Sunday, January 17, 2016


Kian Freitas, Katy Lindhart, Maestro Keith Chambers, Thomas Cannon, Ola Rafalo, and Alex Richardson

The stage of Merkin Concert Hall is not large but it was large enough to hold an orchestra, with the singers giving a semi-staged performance over to the side. The somewhat reduced orchestra, conducted by Maestro Keith Chambers, came together nicely after a very slightly ragged overture and did full justice to Massenet's marvelous score for Werther.

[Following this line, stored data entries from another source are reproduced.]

PR #2120, opened 2023-11-02
Neighbourhood admins can see all, edit all, and delete some users within their neighbourhood

### LINKED ISSUE #2109: See users who are partner_admin of partners in Norwich

r-ferrier:
Fixes #2109 

## Description

- Makes it possible for neighbourhood admins (NAs) to see all of the users who admin for partners in their neighbourhood in the user index
- NAs can click to view and edit any of these users, including a list of all partners they admin for
- NAs can add or remove partners within their neighbourhood to the list of partners a user admins for
- They cannot add or remove partners that have no relationship to their neighbourhood

- NAs can see the option to delete a user when they have no partners attached with any relationship to any other neighbourhoods.

## Notes

- It is possible to remove all of the partners in the NA's neighbourhood from a user, thus 'deleting' the user from the NAs world. This user is not deleted but is detached from the user. We decided this was preferable to arbitrarily deleting users (too much risk of deleting users who are active in other neighbourhoods or partnerships) but there are going to be occasions where someone slips through the net. I've implemented an alert that will pop up and force you to confirm you're happy for the user to be removed from your view if you do this, and explain how to keep the user in your neighbourhood, so NAs will be made aware of what is happening, and we thought it better to see how this plays out in reality?

- validation for removing partners from users is all handled by a js controller - this is so that the feedback could be given in the form. I did this because I didn't want the user to get the feedback after submitting - I wanted them to be able to respond in real time - and none of these changes actually violate the db rules & may very well be reverted again as we continue to get a feel for what this user role should look like.

- You can only delete a user when it has no connection to any other neighbourhood - this is quite strict but felt important to prevent neighbourhood admins from being  able to go rogue!


app/javascript/controllers/user_partners_controller.js
```diff
@@ -0,0 +1,52 @@
...
+				selectedValues.includes(x)
+			);
+
+			if (
+				selectedPermittedValues.length <= 1 &&
+				permittedValues.includes(Number(event.params.args.data.id))
+			) {
+				if (
+					!confirm(
+						"Removing this partner will remove this user from your neighbourhood.\n\n Are you sure you want to remove it? \n\n  If you want to keep the user in the neighbourhood but still remove this partner from them, you'll need to make them an admin for another partner in your neighbourhood."
```
aaaaargZombies, line 31:
```suggestion
"Removing this partner will remove this user from your neighbourhood.\n\nAre you sure you want to remove it? \n\nIf you want to keep the user in the neighbourhood but still remove this partner from them, you'll need to make them an admin for another partner in your neighbourhood."
```
minor formatting thing

app/javascript/controllers/user_partners_controller.js
```diff
@@ -0,0 +1,52 @@
...
+				if (option.selected) {
+					return [...accumulator, Number(option.value || option.text)];
+				}
+				return accumulator;
+			}, []);
+		};
+
+		$(this.element).select2();
+
+		$(this.element).on("select2:unselecting", (event) => {
```
aaaaargZombies, line 18: smart

aaaaargZombies (approved):
worked well for me, one minor suggestion.

I notice that the JS is untested but the system tests seem to often be causing as much pain as they are preventing. So I will just mention it and leave it up to you.

r-ferrier:
> worked well for me, one minor suggestion.
> 
> I notice that the JS is untested but the system tests seem to often be causing as much pain as they are preventing. So I will just mention it and leave it up to you.

I decided not to test the JS - I tried to keep as much of the logic out of it as I could and made sure I tested all of those bits instead. This decision was mainly because our system tests are flaky as hell but also because it's entirely separate and related only to this one action, so it would be extremely difficult to accidentally change behaviour here & you would end up having to rewrite the tests again to support any changes you made.

PR #2121, opened 2023-11-03
neighbourhood_admins can create users in their neighbouhood

### LINKED ISSUE #2113: neighbourhood_admin can create new user IF they are assigned to a partner in their neighbourhood
## ac

- [ ] only root can create new user without a partner
- [ ] new user must be assigned to a partner to create
- [ ] neighbourhood_admin can only assign partners to users in their neighbourhood

aaaaargZombies:
fixes #2113 

- NA can create a user if the user has a partner in the neighbourhood of the admin
- Root user can create user with no partner

Reasoning.

- NA only has access to partners in their neighbourhood, so any partner IDs in the params must come from that neighbourhood
- if you select no partners you get `user: { partner_ids: [''] }` so we have to sanitize before checking empty

thoughts

- we could strengthen the check by going though the partner_ids and matching to the current users neighborhood to the partners neighbourhood but I think if we start letting the neighbourhood_admin access more partners then we should be rethinking permissions generally.


app/controllers/admin/users_controller.rb
```diff
@@ -124,5 +125,16 @@ def update_user_profile
         current_user.update_without_password(profile_params)
       end
     end
+
+    def validate_neighbourhood_relation
+      # we only allow the neighbourhood_admin to assign Partners from their own Neighbourhood so any ids here are proof of a relationship
+      return if current_user.root?
+      return unless current_user.neighbourhood_admin? && params[:user][:partner_ids].reject { |id| id == '' }.empty?
```
r-ferrier, line 132: Nice! Simple and effective

r-ferrier (approved):
Works great and is a pleasingly simple check!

The opera premiered in 1892, first in German (!) and shortly thereafter in the original French in Geneva. In a couple years it was presented by The Metropolitan Opera in New York, and a few years later found a home at the Opéra Comique in Paris. It remains part of the standard repertory until this very day and we were delighted that the Martha Cardona Opera, founded by Daniel Cardona, decided to present it.

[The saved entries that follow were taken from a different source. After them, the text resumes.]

PR #2127, opened 2023-11-07
Rollbar exception filter

### LINKED ISSUE #2126: Filter runtime exceptions from being logged to rollbar
## Description

Some exceptions that get logged to rollbar are quite numerous and not critical, investigate a way of configuring rollbar in application so some exceptions (like not finding a route to an asset) don't needlessly add noise to our mission critical logging infrastructure.

- [x] Look through rollbar and identify exceptions that can be ignored
- [x] Investigate means of configuring app to skip logging those exceptions

## Notes
- rollbar config docs: https://docs.rollbar.com/docs/gem-configuration-reference
- example exception to ignore: https://app.rollbar.com/a/gfsc/fix/item/placecal-production/106

ivan-kocienski-gfsc:
Fixes #2126 

Stop rails from logging really common routing errors to rollbar

### DIFF
--- a/config/initializers/rollbar.rb
+++ b/config/initializers/rollbar.rb
@@ -1,5 +1,7 @@
 # frozen_string_literal: true
 
+require Rails.root.join('lib/rollbar_exception_filter')
+
 Rollbar.configure do |config|
   # Without configuration, Rollbar is enabled in all environments.
   # To disable in specific environments, set config.enabled=false.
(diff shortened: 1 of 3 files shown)


r-ferrier (approved):
I think this looks good! Obvs impossible to properly test until we get it out there so let's merge it in and see what happens.

One question I have is did you trace back where the bad paths were coming from? Is this from missing assets/broken links on placecal instances?

ivan-kocienski-gfsc:
@r-ferrier i pulled those URLs out of rollbar issues (perhaps i could have worded that better in the helper/test)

We keep learning new things about opera with every performance and what we learned last night was that the singers cannot really hear the orchestra when they are on the same level. This did not stop mezzo-soprano Ola Rafalo, in the role of Charlotte, from cutting right through their sound with her distinctive and richly textured voice. The interesting texture and generous vibrato were very much to our liking. She was outstanding in her moving third act aria "Va! Laisse couler mes larmes".

Baritone Thomas Cannon created a sympathetic portrait of Charlotte's husband Albert, a role upon which we do not customarily focus. In Act II, he is rather sympathetic to Werther's predicament--that of loving a woman he cannot have. But when he realizes that Werther might be a rival for Charlotte's affection, you could see the change in his body and gesture, as well as hear the alteration in his vocal color. He is only too happy to provide the pistols to Werther! This fine baritone exhibited a creamy and mellow sound that was most agreeable to the ear.

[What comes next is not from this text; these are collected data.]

PR #2131, opened 2023-11-08
Allow deletion of a partner by a neighbourhood admin when they are the only possible Neighbourhood admin for that partner

### LINKED ISSUE #2130: If an NA can see a delete button on a partner, they can delete that partner
## Description

A user can delete a partner IF:

- [ ] They are a partner admin for that partner
- [ ] They are a root user
- [ ] They are a neighbourhood admin for the neighbourhood of the partners' address and the partner has no service areas outside the neighbourhood admin's remit
- [ ]  They are a neighbourhood admin for one of the partners' service areas and the partner has no service areas or address outside the neighbourhood admin's remit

As little sister Sophie, soprano Katy Lindhart used her bright and focused soprano to provide a vocal and dramatic foil for her big sister. We liked her stage presence as well as her voice. Her Act III scene with Charlotte was pure delight.

Baritone Kian Freitas made a fine papa, caring and loving toward his children but also able to join his friends Schmidt (tenor Lindell Carter) and Johann (baritone LaMarcus Miller) for some tippling at the tavern. All three men sang well.

Tenor Alex Richardson seemed to be having a bad night. When the orchestra was playing at low volume, we heard some sweet sounds, of which we'd like to hear more. Sadly, when the orchestra was playing in full force, he tended to push his voice in the upper register, instead of floating the notes. This is a feature to which we are highly sensitive and it was not pleasing to the ear. On the plus side, he did throw himself into the role of the unfortunate Werther and his French diction could not be faulted.

The excellent children's chorus was provided by The Long Island City Academy of Music Youth Choir. The young singers portraying Charlotte's brothers and sisters included Bryan Acosta, Ellis Adams, Lara Akarca, Nina Benson, Bianca Benson, Sebastian Czaplicki, Leah Friedman, Isabel Söhngen, and Nora Yoo. Musical preparation was by Oliver Söhngen.

The story takes place in the late 18th c., a time when deathbed promises were made and kept, a time when romance was not the chief justification for marriage. Charlotte had promised her mother to marry Albert as the mother lay dying. Before the marriage was performed, when Albert was absent, she apparently spent a lot of time with Werther, reading poetry and doing other harmless things. She repressed her growing attraction to him but he was unable to do the same.

Once she wed, she was obliged to send him away.  When he returns, the charade could no longer be sustained.  They embrace and she rejects him. He kills himself with Albert's pistols but achieves some happiness by dying in her arms.

This scenario, adapted from an epistolary novel by Goethe, is such a product of an earlier epoch, that it demands more stylized comportment than was exhibited onstage in this semi-staged production. Modern dress did nothing to create the illusion we wanted to experience. That is the negative consequence of this type of production.  A positive aspect is that one gets to focus on the music.